The pastor and author Frederick Buechner points out that this endeavor is not even the same thing as prayer.  Buechner writes:
What deadens us most to God's presence within us, I think, is the inner dialogue that we are continuously engaged in with ourselves, the endless chatter of human thought. I suspect that there is nothing more crucial to true spiritual comfort, … than being able from time to time to stop that chatter including the chatter of spoken prayer.
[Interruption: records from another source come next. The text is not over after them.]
PR #23, opened 2021-01-22
Manual Time Input Functionality

anna-giang:
Added HTML page and related JavaScript (including test code) to facilitate the user manually inputting proposed meeting times.


GoMeet/src/main/webapp/js/manual-time-proposal.js
```diff
@@ -0,0 +1,163 @@
+const MAX_TIME_INPUTS = 5; // Allow up to 5 proposed times
+var timeInputs = 1; // Current number of time inputs on page
+const MEETING_TIME_NAME_PREFIX = 'meeting-time-'; // The prefix of the sessionStorage key name for meeting times
+var timeNameSuffix = 1; // The suffix appended to MEETING_TIME_NAME_PREFIX to make the name unique
+const MAX_TIME_INPUT_REACHED_ALERT = 'Maximum number of proposed times: ' + MAX_TIME_INPUTS.toString();
```
vivianho18, line 5: Should this be in the error-messages.js file instead?

GoMeet/src/main/webapp/js/manual-time-proposal.js
```diff
@@ -0,0 +1,163 @@
...
+ * this function will do nothing.
+ * @param {Document} document the document that this function operates on.
+ */
+function toggleDeleteButtons(document) {
+  let deleteButtons = document.getElementsByClassName('delete-time-button');
+  for (let i = 0; i < deleteButtons.length; i++) {
+    if (deleteButtons[i].style.display === 'none') {
+      deleteButtons[i].style.display = 'inline';
+    }
+    else {
```
vivianho18: nit: this should be on the same line as the closing bracket for the 'if' statement

GoMeet/src/main/webapp/js/manual-time-proposal.js
```diff
@@ -0,0 +1,163 @@
...
+ */
+function rectifyInputtedTime(elem) {
+  let timeEntered = new Date(elem.value);
+  let now = new Date(getDatetimeNow());
+  // If the time entered has been entered before or is earlier than now
+  if (enteredTimes.has(elem.value) || !(timeEntered > now)) {
+    elem.value = '';
+    alert(INVALID_TIME_ERROR);
+  }
+  else {
```
vivianho18: nit: same as above

vivianho18 (commented):
Looks great :)

GoMeet/src/main/webapp/js/manual-time-proposal.js
anna-giang: This particular constant depends on MAX_TIME_INPUTS, so both will need to be moved to error-messages.js, but MAX_TIME_INPUTS is not an error message, so I think that's not very good practice. This message is only intended to be used on this JS page, so I think it would be okay to keep it here.

GoMeet/src/main/webapp/js/manual-time-proposal.js
anna-giang: I think my fingers just love to press enter before an else 😅

GoMeet/src/main/webapp/js/manual-time-proposal.js
vivianho18: Ok makes sense!

suprsrsly:
> Looks great :)

Not enough people give positive feedback during code review, this is a great thing to do :)

GoMeet/src/main/webapp/js/manual-time-proposal.js
suprsrsly: One possibility is to move all your constants/config into a "constants-config.js" or similar that gets inherited wherever it's needed, but I leave that up to you to do as you see fit.

GoMeet/src/main/webapp/js/manual-time-proposal.js
```diff
@@ -0,0 +1,161 @@
...
+ * Hides or shows the buttons with className 'delete-time-button'.
+ * Shows buttons if they're hidden, and vice-versa.
+ * Hides buttons by setting buttonElement.style.display to 'none', 
+ * and shows the buttons by setting buttonElement.style.display to
+ * 'inline'.
+ * If no buttons on the page were found with className 'delete-time-button',
+ * this function will do nothing.
+ * @param {Document} document the document that this function operates on.
+ */
+function toggleDeleteButtons(document) {
```
suprsrsly: Just a suggestion: this might be a little fragile. Something could happen where the visibility state gets modified and this function would then be doing the opposite of what it's supposed to do. If I were doing this I'd call it setDeleteButtonVisibility(bool, doc). But it's OK for now.

GoMeet/src/main/webapp/js/manual-time-proposal.js
```diff
@@ -0,0 +1,161 @@
...
+    } else {
+      deleteButtons[i].style.display = 'none';
+    }
+  }
+}
+
+/**
+ * Returns the ISO datestring of the local current date and time (hours and minutes),
+ * with the time zone data trimmed.
+ * Seconds and milliseconds are set to 0.
```
suprsrsly: Why are you trimming the time zone and minutes/seconds?

GoMeet/src/main/webapp/js/manual-time-proposal.js
```diff
@@ -0,0 +1,161 @@
+const MAX_TIME_INPUTS = 5; // Allow up to 5 proposed times
+var timeInputs = 1; // Current number of time inputs on page
+const MEETING_TIME_NAME_PREFIX = 'meeting-time-'; // The prefix of the sessionStorage key name for meeting times
+var timeNameSuffix = 1; // The suffix appended to MEETING_TIME_NAME_PREFIX to make the name unique
+const MAX_TIME_INPUT_REACHED_ALERT = 'Maximum number of proposed times: ' + MAX_TIME_INPUTS.toString();
+const TIME_INPUT_FIELD_INDEX = 1; // The index of the <input> field with its parent div
+var enteredTimes = new Set();
```
suprsrsly, line 7: optional: instead of putting this at global scope in this module, maybe it's worth putting it in global scope in the page instead and passing it into rectifyCurrentTime and addTimeInput() from the HTML.

GoMeet/src/main/webapp/js/manual-time-proposal.js
```diff
@@ -0,0 +1,161 @@
...
+  let timeEntered = new Date(elem.value);
+  let now = new Date(getDatetimeNow());
+  // If the time entered has been entered before or is earlier than now
+  if (enteredTimes.has(elem.value) || !(timeEntered > now)) {
+    elem.value = '';
+    alert(INVALID_TIME_ERROR);
+  } else {
+    enteredTimes.add(elem.value);
+  }
+}
```
suprsrsly, line 180: Optional: stylistically I think this function could be structured like saveTimes(). particularly:

err = addFutureTime(elem.value); // just an example for a name
if (err) {
    alert(err.message)
}

suprsrsly: For testing, it'll decouple needing to test that err.message gets displayed from validating the behavior of addFutureTime().

GoMeet/src/main/webapp/js/manual-time-proposal.js
anna-giang: When you say global scope of the page, do you mean between <script> tags in the HTML page?

GoMeet/src/main/webapp/test/spec/spec-manual-time-proposal.js
```diff
@@ -0,0 +1,325 @@
...
+    var inputField = addedInputDiv.children.item(1);
+    expect(inputField.tagName).toEqual('INPUT');
+    expect(inputField.type).toEqual('datetime-local');
+    expect(inputField.name).toEqual(inputName);
+    expect(inputField.min).toEqual(ISO_DATESTRING);
+    expect(inputField.onchange.toString()).toBe('function() {rectifyInputtedTime(this);}');
+
+    var deleteButton = addedInputDiv.children.item(2);
+    expect(deleteButton.tagName).toEqual('BUTTON');
+    expect(deleteButton.innerText).toEqual('-');
```
suprsrsly: optional suggestion: since you care about functionality more than interface, you probably don't need to verify the UI text labels.

suprsrsly (approved):

GoMeet/src/main/webapp/js/manual-time-proposal.js
```diff
@@ -0,0 +1,161 @@
...
+  deleteButton.className = 'delete-time-button';
+  deleteButton.onclick = function() {deleteTimeInput(document, inputField.name);}; 
+  
+  let enclosingDiv = document.createElement('div');
+  enclosingDiv.id = inputField.name; // ID of div = name of input field, to faciliate deleting
+
+  enclosingDiv.appendChild(label);
+  enclosingDiv.appendChild(inputField);
+  enclosingDiv.appendChild(deleteButton);
+  inputDiv.appendChild(enclosingDiv);
```
suprsrsly, line 58: Optional suggestion: Maybe you can use a function to create enclosingDiv.

anna-giang:
Rebased onto main to sync with the newly merged changes.

GoMeet/src/main/webapp/js/manual-time-proposal.js
anna-giang: I think we will do some refactoring when everything is merged together to see what's the best way to handle the constants.

GoMeet/src/main/webapp/js/manual-time-proposal.js
anna-giang: The time zone is _always_ UTC time. So if I create a Date using `Date(datetimeStr with a time in AEDT)`, the ISO string of that date returned by Date.toISOString() will add a 'Z' to the end even though I meant to have the time in AEDT. Also, the 'min' property of the datetime input can only take in strings without the timezone. 

In terms of the seconds and milliseconds, if they are not set to 0, the datetime input field would include the seconds and milliseconds in the display, which looked a little bit messy. I also thought it would be confusing for user since I don't intend for them to be able set a meeting time to that level of granularity.

GoMeet/src/main/webapp/js/manual-time-proposal.js
anna-giang: I will add this to one of the things I will come to refactor 👍

GoMeet/src/main/webapp/js/manual-time-proposal.js
anna-giang: I've updated the comments of the function to document this 😊

GoMeet/src/main/webapp/test/spec/spec-manual-time-proposal.js
anna-giang: I've removed the checks, because this would also make it easier for us to change the UI for stylistic purposes later. Thanks for the suggestion!

GoMeet/src/main/webapp/js/manual-time-proposal.js
anna-giang: I will add that to my refactoring list 👍

GoMeet/src/main/webapp/js/manual-time-proposal.js
anna-giang: Yep, I've done that! It does make the tests more focused on testing _either_ the logic of verifying a future time _or_ the UI stuff 😊

GoMeet/src/main/webapp/js/manual-time-proposal.js
anna-giang: Actually, it turned out be a very quick fix, so I've refactored it 😅

GoMeet/src/main/webapp/js/manual-time-proposal.js
anna-giang: Again, this was really quick, and does remove repeated code, so I've refactored it 😊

If we choose to seek the silence of the holy place, or to open ourselves to its seeking, I think there is no surer way than by keeping silent.[i]

Oh, how difficult a task that is!  Women, you need to sign up for that retreat this fall!  Men, you need to demand one!  As hard as it is, finding that time is so essential for one’s spiritual health and relationship with God.  If the lack of it was enough to bring trouble to one of the most revered figures of the Old Testament, how can we really think we can live without it? 
Jesus demonstrates this need again and again in the Gospels, sending the disciples into town or off on a boat or somewhere else in order to have that time of silence, of quiet, of listening for God in the silence or quiet. 
This time of silence with God is not necessarily about dramatic revelations or earth-shaking commandments.  The silence may well be just that; the silence may hold no words at all.  Still, to be present in that quiet, that retreat from the noise and clutter of the world, is to hold open the opportunity for the presence of God to comfort us or to change us. 
One of the songs of a singer/songwriter named Bruce Cockburn contains the following lines:
Sometimes you can hear His Spirit whispering to you
But if God stays silent, what else can you do, except
Listen to the silence; if you ever did you’d surely see
That God won’t be reduced to an ideology[ii]

Indeed we humans are rather proficient at reducing God to an ideology, or a weapon with which to bash our enemies, or a “get out of Hell free” card.  We fail to listen, and our God increasingly starts to look and sound like a projection of our own preferences and attitudes.  We fail to listen, and we lose touch with the source of our strength, the One whose love and grace towards us are the only reason we can hope to be or to do … well, anything.  We fail to listen and we flounder and sink, our own strength betraying us. 
God speaks in many ways – in scripture, in worship, in music, and maybe even in fire and earthquake and wind, and yes, in silence.  Our challenge is to hear, which sometimes requires us to step away, to step out into the sheer silence, and listen.  God give us the strength to find and hear that sheer silence that it may teach us and refresh us and renew us for God’s work out in the noise of the world.
Amen.

Hymns: “Ye servants of God, your Master proclaim” (PH #477); “O Savior, in this quiet place” (PH #390); “Guide me, O Thou great Jehovah” (PH #281)



[i] From Telling Secrets.
[ii] “Gospel of Bondage,” from the album Big Circumstance.